Yim and UC Berkeley undergraduate Eric Wang redesigned Salto to include adjustable leg forces, supplementing the torque of the response wheel. With these modifications, Salto was capable of leap onto a department and steadiness a handful of occasions, even though it had no potential to grip with its ft, Yim mentioned.

“We determined to take essentially the most tough path and provides the robotic no potential to use any torque on the department with its ft. We particularly designed a passive gripper that even had very low friction to attenuate that torque,” Yim mentioned. “In future work, I believe it might be fascinating to discover different extra succesful grippers that might drastically develop the robotic’s potential to regulate the torque it applies to the department and develop its potential to land. Possibly not simply on branches, however on advanced flat floor, too.”

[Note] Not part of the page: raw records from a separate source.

PR #674, opened 2021-01-31
Fix most compiler warnings in the boot and code segments

Thar0:
Reduces build output by a little over 3000 lines, similar to #656 for actors.

A few files in `code` still have some warnings:
 * fault.c : `PadMgr_RequestPadData` is not called properly in one of the functions. As this is a genuine bug no attempt to suppress the warning is made.
 * z_actor.c : Some comparisons do not account for the limited range of data types. I do not know of a fix for this that maintains matching.
 * z_camera.c : Occurrences of `sp50[phi_a1++]` may be undefined. This is in the last nonmatching, so was ignored for now.
 * ~~z_view.c : `if (&D_8012ABF0) {}` is a fake-matching trick in `View_Init`, the use of `&` here causes a warning as the address will always evaluate to `true`. `if (D_8012ABF0 == 0) {}` also works to match and does not warn but I am not sure if it's better, perhaps I could get some thoughts on that?~~

Also addresses some style issues such as pointers not being directly compared with NULL, or variables not being assigned values in-line with their declaration where possible.


fig02:
About the z_view warning, since its a clearly fake matching trick I personally feel going with the option that doesnt induce a warning seems better. hopefully we can remove it at some point either way

fig02 (approved):

fig02 (approved):

src/code/z_play.c
```diff
@@ -55,38 +55,38 @@ void func_800BC5E0(GlobalContext* globalCtx, s32 transitionType) {
...
-        transitionCtx->setEnvColor = TransitionCircle_SetEnvColor;
+        transitionCtx->init = (TransitionInit)TransitionCircle_Init;
+        transitionCtx->destroy = (TransitionDestroy)TransitionCircle_Destroy;
+        transitionCtx->start = (TransitionStart)TransitionCircle_Start;
+        transitionCtx->isDone = (TransitionIsDone)TransitionCircle_IsDone;
+        transitionCtx->draw = (TransitionDraw)TransitionCircle_Draw;
+        transitionCtx->update = (TransitionUpdate)TransitionCircle_Update;
+        transitionCtx->setType = (TransitionSetType)TransitionCircle_SetType;
+        transitionCtx->setColor = (TransitionSetColor)TransitionCircle_SetColor;
+        transitionCtx->setEnvColor = (TransitionSetEnvColor)TransitionCircle_SetEnvColor;
```
Roman971, line 66: Why are these casts needed? Shouldn't the function types be the same as the types in the struct?
In general I'd say we should strongly avoid casting functions, so we should look for an alternative if possible

src/code/z_player_lib.c
```diff
@@ -1339,22 +1339,18 @@ void func_80090D20(GlobalContext* globalCtx, s32 limbIndex, Gfx** dList, Vec3s*
...
     }
 }
 
 u32 func_80091738(GlobalContext* globalCtx, u8* segment, SkelAnime* skelAnime) {
-    s16 linkObjectId;
-    u32 size;
-    void* ptr;
+    s16 linkObjectId = gLinkObjectIds[(void)0, gSaveContext.linkAge];
+    u32 size = gObjectTable[OBJECT_GAMEPLAY_KEEP].vromEnd - gObjectTable[OBJECT_GAMEPLAY_KEEP].vromStart;
+    void* ptr = segment + 0x3800;
```
Roman971, line 1352: It's not a huge deal, but I personally disagree with combining the declarations in cases like these. Here and in some other places, it makes more sense to leave them separate imo.

src/code/z_player_lib.c
```diff
@@ -1508,8 +1501,8 @@ void func_80091A24(GlobalContext* globalCtx, void* seg04, void* seg06, SkelAnime
 
     gSPSegment(POLY_OPA_DISP++, 0x0C, gCullBackDList);
 
-    func_8008F470(globalCtx, arg3->skeleton, arg3->jointTable, arg3->dListCount, 0, tunic, boots, 0, func_80091880,
-                  NULL, &sp12C);
+    func_8008F470(globalCtx, arg3->skeleton, arg3->jointTable, arg3->dListCount, 0, tunic, boots, 0,
+                  (OverrideLimbDrawOpa)func_80091880, NULL, &sp12C);
```
Roman971, line 1505: The type of func_80091880 should be fixed instead of casting here, imo

src/code/z_player_lib.c
Thar0: Could you explain a little more why you think so? I'm currently under the impression we should be doing this wherever we can, not limited to constants.

Roman971: Further down in the function, `size` and `ptr` are assigned values before the `DmaMgr_SendRequest1` call, so it's more consistent to set their values before the function call in both instances.

And in general, initializing the variable in the declaration doesn't necessarily make sense if the variable is written to later on in the function. (this is why I didn't combine them in functions like `Item_Give`, for instance)

fig02 (approved):

Roman971 (approved):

In parallel, Full is now investigating the significance of the torque utilized by the squirrel’s foot upon touchdown. Not like monkeys, squirrels would not have a usable thumb that enables a prehensile grasp, so they need to palm a department, he mentioned. However which may be a bonus.

“If you happen to’re a squirrel being chased by a predator, like a hawk or one other squirrel, you need to have a sufficiently secure grasp, the place you’ll be able to parkour off a department rapidly, however not too agency a grasp,” he mentioned. “They do not have to fret about letting go, they simply bounce off.”

One-legged robots might sound impractical, given the potential for falling over when standing nonetheless. However Yim says that for leaping actually excessive, one leg is the way in which to go.

“One leg is the most effective quantity for leaping; you’ll be able to put essentially the most energy into that one leg if you happen to do not distribute that energy amongst a number of completely different units. And the drawbacks you get from having just one leg reduce as you leap larger,” Yim mentioned. “Whenever you leap many, many occasions the peak of your legs, there’s just one gait, and that’s the gait by which each leg touches the bottom on the similar time and each leg leaves the bottom at roughly the identical time. So at that time, having a number of legs is form of like having one leg. You may as effectively simply use the one.”

Different co-authors of the Science Robotics paper are Fearing and former UC Berkeley undergraduate Eric Wang, now a graduate scholar at MIT, and former graduate scholar Nathaniel Hunt, now an affiliate professor on the College of Nebraska in Omaha. Co-authors of the J. Exp. Bio. paper are Wang, Hunt, Fearing, UC Berkeley Affiliate Professor of Mechanical Engineering Hannah Stuart and former UC Berkeley undergraduates Stanley Wang and Duyi Kuang. The analysis was funded by the U.S. Military Analysis Workplace (W911NF-18-1-0038, W911NF-1810327) and the Nationwide Institutes of Well being (P20GM109090).